LLM Setup

GenDB uses an LLM to analyze your database schema and produce a generation plan — a mapping of each column to an appropriate data generator. This page covers how to configure different LLM providers.

How GenDB Uses LLMs

The LLM generates all data values directly. GenDB sends your schema (table names, column names, data types, constraints, foreign key relationships) to the LLM, which returns realistic, semantically coherent data as JSON. Data is generated in batches per table (up to 50 rows per LLM call), with larger tables chunked automatically.

Ollama (Local)

Ollama is the default provider and runs entirely on your machine.

Setup

Install Ollama: ollama.com
Pull a model:
```
ollama pull qwen2.5:7b
```

GenDB uses Ollama by default — no configuration changes needed:

llm:
  provider: ollama
  model: qwen2.5:7b
  base_url: http://localhost:11434/v1

Tip

Qwen 2.5 7B is the recommended default — it produces reliable structured JSON output and runs well on machines with 8GB+ RAM. For constrained hardware (4GB RAM), use llama3.2 (3B parameters) instead, but expect lower JSON reliability.

OpenAI

Setup

Get an API key from platform.openai.com

Configure in gendb.yaml:

llm:
  provider: openai
  model: gpt-4o-mini
  api_key: sk-...

Tip

gpt-4o-mini is recommended for a good balance of quality and cost.
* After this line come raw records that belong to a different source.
PR #781, opened 2015-12-09
Wrong namespace on elements when complexType has same name

Mik13:
When a complexType and an element has the same name, and we set the element to a value, the element gets the wrong namespace (a new one, e.g. ns1), because  the `findChildSchemaObject`-function returns the complexType, not the element.

With this fix, it first looks for elements with the name, and if not found, returns the complexType.


jsdevel:
Thanks @Mik13 !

Schema analysis is a single API call per generate_data, so costs are minimal.

Custom / Self-Hosted

Any OpenAI-compatible API endpoint works — including vLLM, text-generation-inference, DeepSeek, and other providers.

llm:
  provider: custom
  model: deepseek-coder
  base_url: http://localhost:8000/v1
  api_key: ""  # if required by your endpoint

Column Instructions

You can provide per-column instructions in gendb.yaml to guide the LLM:

generation:
  tables:
    users:
      columns:
        bio:
          prompt: "Write a short professional bio"
        status:
          generator: one_of
          values: [active, inactive, pending]

These instructions are included in the LLM prompt alongside the schema context.

Cost Profile

Operation	LLM calls	Typical cost (OpenAI)
Data generation	1 per 50 rows per table	~$0.01-0.05 per table

With Ollama, all operations are free and local.